Even without infighting, one could imagine a young company being drowned by so much capital. Indeed,  on stage in Lisbon in November, investor Tim Draper, an early investor in Tezos, suggested that ICO rounds would make far more sense.

Said Draper at the time: “I do think that an ICO should be just the first of many offerings, so that people can raise the money as they need it rather than raise it all at once. [T]here’s not a good use of capital there [otherwise].

“If I raise the $240 million that Tezos raised and it sits in this weird, convoluted legal structure in Switzerland, what do you do with that? How do you manage that money when you really only need $2 million or $3 million a year?”

Asked about his comments last week, Draper reiterated his earlier point, advising ICO issuers to “think ahead to make sure they have enough tokens to make subsequent issues in order to better manage the cash flows of the token offering.”

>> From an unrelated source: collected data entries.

Issue #3657, opened 2017-09-26
getCoreVersion reports 00000000 on Windows


tablatronix:
Is this normal ? Is there something wrong with my platform environment ?

davisonja:
Are you using the latest version from git, or the latest release package?

tablatronix:
ahhhhh, I am using platformio staging, which uses repo not release.

So this is normal I assume

davisonja:
I believe the coreversion gets computed and stored as part of the release
build process, so this would be expected for repo usage.
I haven't looked, so I'm not sure how simple it would be to change that,
but if people are using direct from repo it might be useful if it could be
something more meaningful (so you can actually tell the version from code,
which I presume is the aim :)

igrr:
It should work for git version, if you are using Arduino IDE. There is a
hook in platform.txt which launches git to figure out the version.
Might be something that hasn't been ported over to platformio build script.

davisonja:
Ah, okay. The version I currently have in operation has `## windows-compatible version may be added later
` which is why it's not done that for me using Windows :)

tablatronix:
I see the hook, let me see if i can figure something out with platformio

tablatronix:
Ahhh bash..

tablatronix:
Looks like I am having issues with this on osx platformio with release
`ARDUINO_ESP8266_GIT_VER`

d-a-v:
I ran into this too.
I just discovered that, from inside core/esp8266/*.cpp
```#include <core_version.h>``` is well behaving
```#include "core_version.h"``` is not
The default file with generic default value lives in the same directory, the other one is generated by platform.txt's recipes in arduino's os-dependant temporary directory. I don't know details about platformio.

d-a-v:
Can you try [my alpha release channel](https://d-a-v.github.io/) to check if this issue is fixed ?

d-a-v:
This issue has received multiple corrections over time, latest related ones are: #6735, #6745 already fixed in git master, verified on the alpha release channel.
Closing. Please wait for core-2.6.1.

PR #4467, opened 2018-03-06
provide full version descriptor, displayed in debug mode

d-a-v:
* (wip)
* This is intended to help users showing their running version when reporting.
* The version string is given by ```ESP.getFullVersion()```
* Version is displayed if debug on serial is enabled, or if ```Serial.setDebugOutput(true)``` is called.
* Uses ```git describe --tags``` on linux, or ```win-2.4.0post``` on windows (set inside platform.txt)

caveats:
* Travis may not like core_version.h disappearance
* some macro format are modified
* global variable ```core_version``` removed
* Strings may be too long, it currently shows:
  * ```Boot:31/SDK:2.2.1(cfd48f3)/Core:2.4.0-94-g7999f5c/lwIP:1.4.0rc2```
  * ```Boot:31/SDK:2.2.1(cfd48f3)/Core:2.4.0-95-gd1f9c14/lwIP:2.0.3(STABLE-2_0_3_RELEASE/glue:arduino-2.4.0-5-gafb60c2)```


cores/esp8266/core_esp8266_main.cpp
```diff
@@ -41,6 +41,7 @@ extern "C" {
 
 struct rst_info resetInfo;
 
+#if 0
 extern "C" {
 extern const uint32_t __attribute__((section(".ver_number"))) core_version = ARDUINO_ESP8266_GIT_VER;
```
igrr: If you remove this, then eboot will no longer be able to print the core version:
https://github.com/esp8266/Arduino/blob/7999f5c29c653e6e0b8c77ea42334df8df256a23/bootloaders/eboot/eboot.c#L21-L33

igrr: (which i personally use to check that I'm running correct version; but if you think it should be removed i can find some other way)

cores/esp8266/HardwareSerial.cpp
```diff
@@ -94,6 +97,9 @@ void HardwareSerial::setDebugOutput(bool en)
     if(en) {
         if(uart_tx_enabled(_uart)) {
             uart_set_debug(_uart_nr);
+#if !defined(DEBUG_ESP_PORT) && !defined(NDEBUG)
+            os_printf("%s\r\n", ESP.getFullVersion().c_str());
+#endif
```
igrr: I'm fine with printing the version in Serial::begin if debug output is enabled... however if i'm calling setDebugOutput i probably know what i'm doing and can handle calling ESP.getFullVersion if needed.

cores/esp8266/core_esp8266_main.cpp
```diff
@@ -150,7 +152,7 @@ void init_done() {
     system_set_os_print(1);
     gdb_init();
     do_global_ctors();
-    printf("\n%08x\n", core_version);
+    //printf("\n%08x\n", core_version);
```
igrr: This seems to be some debugging leftover — it is not used and can be removed.

platform.txt
```diff
@@ -6,7 +6,7 @@
 # https://github.com/arduino/Arduino/wiki/Arduino-IDE-1.5---3rd-party-Hardware-specification
 
 name=ESP8266 Modules
-version=2.5.0
+version=2.4.0-post
```
igrr: According to semver, 2.4.0-post is something *before* 2.4.0.

It might be 2.4.1-pre if we intend to merge this before 2.4.1?

platform.txt
```diff
@@ -70,9 +70,9 @@ compiler.elf2hex.extra_flags=
 
 ## generate file with git version number
 ## needs bash, git, and echo
-recipe.hooks.core.prebuild.1.pattern=bash -c "mkdir -p {build.path}/core && echo \#define ARDUINO_ESP8266_GIT_VER 0x`git --git-dir {runtime.platform.path}/.git rev-parse --short=8 HEAD 2>/dev/null || echo ffffffff` >{build.path}/core/core_version.h"
-## windows-compatible version may be added later
-recipe.hooks.core.prebuild.1.pattern.windows=
+recipe.hooks.core.prebuild.1.pattern=bash -c "mkdir -p {build.path}/core && echo \#define ARDUINO_ESP8266_GIT_VER `cd {runtime.platform.path}; git describe --tags 2>/dev/null || echo nix-{version}` >{build.path}/core/core_version.h"
```
igrr: Can we keep `ARDUINO_ESP8266_GIT_VER` to be a short hash (expressed as an integer), and add a new define for the `git describe` output instead? E.g. `ARDUINO_ESP8266_GIT_DESC`. I have some release scripts which rely on ARDUINO_ESP8266_GIT_VER being what it is.

igrr: Also, not necessarily `nix-` version. Also works on macOS, as far as i can tell.

igrr:
I think the idea with core_version.h was that the generated file would be placed into the build directory, so that the compiler picks it up before the one in the core. If this is broken for some reason, maybe it means that the IDE has started calling arduino-builder in some different way...

devyte:
@igrr maybe that's the reason for #3657 ? I had to delete core_version.h in my local repo to get the version to work correctly.

cores/esp8266/Esp.cpp
```diff
@@ -550,3 +556,41 @@ String EspClass::getSketchMD5()
...
+#else // !NDEBUG
+
+static const char arduino_esp8266_git_ver [] PROGMEM = STR(ARDUINO_ESP8266_GIT_VER);
+#if LWIP_VERSION_MAJOR != 1
+static const char lwip2_version [] PROGMEM = "/lwIP:" STR(LWIP_VERSION_MAJOR) "." STR(LWIP_VERSION_MINOR) "." STR(LWIP_VERSION_REVISION);
+#endif
+
+String EspClass::getFullVersion()
+{
+    return   String(F("Boot:")) + system_get_boot_version()
```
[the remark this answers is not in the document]
d-a-v: OK, will be removed

cores/esp8266/core_esp8266_main.cpp
d-a-v: I personally don't mind, I could not find where it was used in the core.

cores/esp8266/HardwareSerial.cpp
d-a-v: Removing this one will also allow the linker to get rid of the code if sources are moved to a separate file.

platform.txt
d-a-v: Will rename to GIT_DESC, and leave GIT_VER as before. About nix, it's a typo, unix was intended (for linux + macos).

d-a-v:
I hope we have a better view of what's happening in issues after next release.

devyte:
Some questions on this:
1. is a separate file for this really necessary? I'd prefer to stick to 1-cpp-per-object-definition.
2. This code introduces an entirely new way of retrieving versions, which is independent of the existing ones, and has duplication of function. Rather than implement a new way, does it make sense to enhance the current Esp::getBlahVersion() methods, add a new one for lwip, and implement this new Esp::getFullVersion() as a function of the others?
3. Why is this available only when building without NDEBUG? It seems inconsistent wrt the other Esp::getBlahVersion() methods, which are always available.

d-a-v:
> is a separate file for this really necessary? I'd prefer to stick to 1-cpp-per-object-definition.

If this function is not used, then it takes no flash (~400bytes just to print a ~40bytes string) even if another EspClass:: one is used. It's because we don't have ```-flto``` yet.

> This code introduces an entirely new way of retrieving versions, which is independent of the existing ones, and has duplication of function. Rather than implement a new way, does it make sense to enhance the current Esp::getBlahVersion() methods, add a new one for lwip, and implement this new Esp::getFullVersion() as a function of the others?

To be honest, I'm quite bothered when it comes to string manipulations and all those calls to malloc making tiny holes in ram tickle me. That's the reason why I enclosed them in a big function. It's rather useless, but it's all put in a single place. Still you're right, let's keep the modular way and let's expect gcc5 (or is it gcc49?) to come soon!
(: Or, we may use a big goodold C snprintf :)

> Why is this available only when building without NDEBUG? It seems inconsistent wrt the other Esp::getBlahVersion() methods, which are always available.

I put this NDEBUG conditional when the function was in Esp.cc because people using this option want to save more flash. It makes indeed no sense to keep it in the separate file.

cores/esp8266/Esp-version.cpp
```diff
@@ -0,0 +1,46 @@
+
```
igrr: License header missing here

cores/esp8266/HardwareSerial.cpp
```diff
@@ -39,6 +39,10 @@ void HardwareSerial::begin(unsigned long baud, SerialConfig config, SerialMode m
 {
     end();
     _uart = uart_init(_uart_nr, baud, (int) config, (int) mode, tx_pin, _rx_size);
+#if defined(DEBUG_ESP_PORT) && !defined(NDEBUG)
+    println();
+    println(ESP.getFullVersion());
```
igrr: Unrelated to printing the version, but since you're adding this code block here. Let's call `setDebugOutput(true);` or the equivalent `uart_` function. At the moment debug output only gets enabled before `loop` runs, so you don't get debug output while `setup` is running. Then these three lines can be removed: https://github.com/esp8266/Arduino/blob/7999f5c29c653e6e0b8c77ea42334df8df256a23/cores/esp8266/core_esp8266_main.cpp#L118-L120

d-a-v: To understand well, setDebugOutput(true) (= sdk debug messages) is then not automatically enabled anymore when Serial debug is enabled, we would not have espressif debug messages anymore, but only this "full version" displayed and selected arduino-core debug messages ?
For anywone willing to get sdk debug messages, then setDebugOutput(true) has to be called.

That's sound nice to me.

igrr: I'm suggesting that we move the call to `setDebugOutput(true);` a bit earlier, if DEBUG_ESP_PORT is set. 
Currently it happens only before `loop`, so some debug messages during setup may be lost.
If we do this in HardwareSerial::begin, then we will see all debug messages. So the feature merely becomes more consistent.

(We also need `if (&DEBUG_ESP_PORT == this) {` check before enabling debug output, in case DEBUG_ESP_PORT is the HardwareSerial which we are initializing).

d-a-v: Ok to summarize, we **should** automatically enable sdk messages along with core messages, but before setup not after.

OK about Serial/Serial1 distinction.

cores/esp8266/Esp-version.cpp
d-a-v: added

package/build_boards_manager_package.sh
```diff
@@ -88,6 +88,7 @@ $SED 's/recipe.hooks.core.prebuild.1.pattern.*//g' \
 ver_define=`echo $plain_ver | tr "[:lower:].\055" "[:upper:]_"`
 echo Ver define: $ver_define
 echo \#define ARDUINO_ESP8266_GIT_VER 0x`git rev-parse --short=8 HEAD 2>/dev/null` >$outdir/cores/esp8266/core_version.h
+echo \#define ARDUINO_ESP8266_GIT_DESC `git describe --tags 2>/dev/null` >>$outdir/cores/esp8266/core_version.h
```
igrr: A few lines above (can't comment on the line directly...) there is
```
$SED 's/recipe.hooks.core.prebuild.1.pattern.*//g' \
```
Since you have added 2.pattern, please add one more line, then run the script and check the the prebuild hooks are removed from platform.txt in the built archive.

d-a-v: Done. I had to rebase to push the fix.

PR #4471, opened 2018-03-06
lwip2: fix disconnection/reconnection issue

d-a-v:
also:
improve version string
remove useless message


igrr:
So if `ip == 0`, we clear `NETIF_FLAG_LINK_UP`, is that right? I'm wondering whether we should still indicate that the link is up even if IP is not yet obtained...

d-a-v:
The thing is upstream lwip-1 does not give much importance to netif flag UP regarding dhcp client, so espressif implementation does not care: On the esp side, an interface is down if it does not have the LINK_UP flag and I think it does not care at all about UP.

Upstream lwip-2's dhcp client needs netif UP and the glue (lwip2) deals with that.

You are right, I was too violent. So without too many changes into lwip-2 side, LINK_UP is always set, and we play with the UP flag to know whether it i enabled or not. Espressif blobs are not aware of lwip-2 anyway.

igrr:
Okay, the new diff makes sense to me. Is there something that needs to be tested here, or should i go ahead and merge once the CI passes?

PR #7339, opened 2020-05-29
comments in variant files to centralize useful informations in one place

d-a-v:
It is not really a webpage, but it helps prototyping without having many opened window.

### DIFF
--- a/variants/d1_mini/pins_arduino.h
+++ b/variants/d1_mini/pins_arduino.h
@@ -32,19 +32,25 @@
 static const uint8_t SDA = PIN_WIRE_SDA;
 static const uint8_t SCL = PIN_WIRE_SCL;
 
+#ifndef LED_BUILTIN
 #define LED_BUILTIN 2
+#endif
 
-static const uint8_t D0   = 16;
-static const uint8_t D1   = 5;
-static const uint8_t D2   = 4;
-static const uint8_t D3   = 0;
-static const uint8_t D4   = 2;
-static const uint8_t D5   = 14;
-static const uint8_t D6   = 12;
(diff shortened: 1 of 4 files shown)


variants/d1_mini/pins_arduino.h
```diff
@@ -32,19 +32,25 @@
...
-static const uint8_t D6   = 12;
-static const uint8_t D7   = 13;
-static const uint8_t D8   = 15;
-static const uint8_t RX   = 3;
-static const uint8_t TX   = 1;
+#endif
+
+
+//                D1-mini  GPIO
+static const uint8_t D0   = 16; // (no pwm, no intr, internal-pull-down-poosible-no-pullup)
```
earlephilhower, line 41: We do actually support PWM on GPIO16.  Also, typo in "poosible"=>"possible"

earlephilhower: Also, if you're listing functions, then I would suggest adding the I2S :)

image

d-a-v: The purpose of this proposal is to have only one place without having to refer elsewhere (ie. with the board specific pinout naming).
It's true it's a lot of work. That's why I started with the most common ones.
I can populate the other files and add urls somewhere to point them so they also can be turned into an eternal link/webpage like "[d1 mini full info](https://github.com/d-a-v/Arduino/blob/in-source-gpio-doc/variants/d1_mini/pins_arduino.h#L40)".

Didn't know about GPIO16 :+1: (so now we know that this link will be more up-to-date :grin:).
I2S will be added for further review iteration.

PR #7351, opened 2020-06-05
elf2bin.py objcopy cleanup

mcspr:
Per https://docs.python.org/3/library/tempfile.html#tempfile.mkstemp
> Unlike TemporaryFile(), the user of mkstemp() is responsible for deleting the temporary file when done with it.

`read_segment()`'s `dumpfile` was never deleted, producing 5 'segment' files each build.

Instead, this patch creates a temporary directory which is later used for objcopy output. `TemporaryDirectory()` context manager will handle the deletion.
Plus, some minor refactoring to reduce line length and add some pythonisms (hopefully, not too much)

Noticed this issue accidentally by inspecting a specific Windows PC install using WSL circa January. `/tmp` was ~2.5GB and there was a *lot* of files.

### DIFF
--- a/tools/elf2bin.py
+++ b/tools/elf2bin.py
@@ -55,10 +55,10 @@ def get_segment_size_addr(elf, segment, path):
     raise Exception('Unable to find size and start point in file "' + elf + '" for "' + segment + '"')
 
 def read_segment(elf, tmpdir, segment, path):
-    dumpfile = os.path.join(tmpdir, segment + '.read_segment')
-    p = subprocess.check_call([path + "/xtensa-lx106-elf-objcopy", '-O', 'binary', '--only-section=' + segment, elf, dumpfile], stdout=subprocess.PIPE)
-    with open(dumpfile, "rb") as binfile:
-        raw = binfile.read()
+    tmpfile = os.path.join(tmpdir, segment + '.read_segment')
+    p = subprocess.check_call([path + "/xtensa-lx106-elf-objcopy", '-O', 'binary', '--only-section=' + segment, elf, tmpfile], stdout=subprocess.PIPE)
+    with open(tmpfile, "rb") as f:
+        raw = f.read()
 
     return raw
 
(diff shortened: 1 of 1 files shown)


tools/elf2bin.py
```diff
@@ -152,12 +151,24 @@ def main():
...
+        )
 
-    out = open(args.out, "wb")
-    write_bin(out, args.eboot, ['.text'], 4096, args.flash_mode, args.flash_size, args.flash_freq, args.path)
-    write_bin(out, args.app, ['.irom0.text', '.text', '.text1', '.data', '.rodata'], 0, args.flash_mode, args.flash_size, args.flash_freq, args.path)
-    out.close()
+        wrapper(
+            elf=args.app,
+            segments=[".irom0.text", ".text", ".text1", ".data", ".rodata"],
+            to_addr=0,
```
earlephilhower, line 170: Extra comma here

tools/elf2bin.py
```diff
@@ -55,28 +55,29 @@ def get_segment_size_addr(elf, segment, path):
...
-    p = subprocess.check_call([path + "/xtensa-lx106-elf-objcopy", '-O', 'binary', '--only-section=' + segment, elf, dumpfile], stdout=subprocess.PIPE)
-    binfile = open(dumpfile, "rb")
-    raw = binfile.read()
-    binfile.close()
+    fd, tmpfile = tempfile.mkstemp()
+    os.close(fd)
+    p = subprocess.check_call([path + "/xtensa-lx106-elf-objcopy", '-O', 'binary', '--only-section=' + segment, elf, tmpfile], stdout=subprocess.PIPE)
+    with open(tmpfile, "rb") as f:
+        raw = f.read()
+    os.remove(tmpfile)
```
mcspr, line 63: re TemporaryDirectory, just removing the file right here also works.

earlephilhower: Nice and simple!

Either way, none of the people we spoke with for this piece — Draper, Miroshnik, and Veradittakit — is worried about ICOs going away. “They are here to say,” Veradittakit says enthusiastically.

It’s time for them to grow up, though, the three suggest. And the SEC seems prepared to ensure they do.

“Things are becoming more standardized,” says Miroshnik. “Buyers are more open to lock-ups. Buyers coming in earlier are asking for larger discounts. We’re seeing more people gravitate toward SAFT structures.”

As the regulatory guardrails narrow, expect to see much more of the same.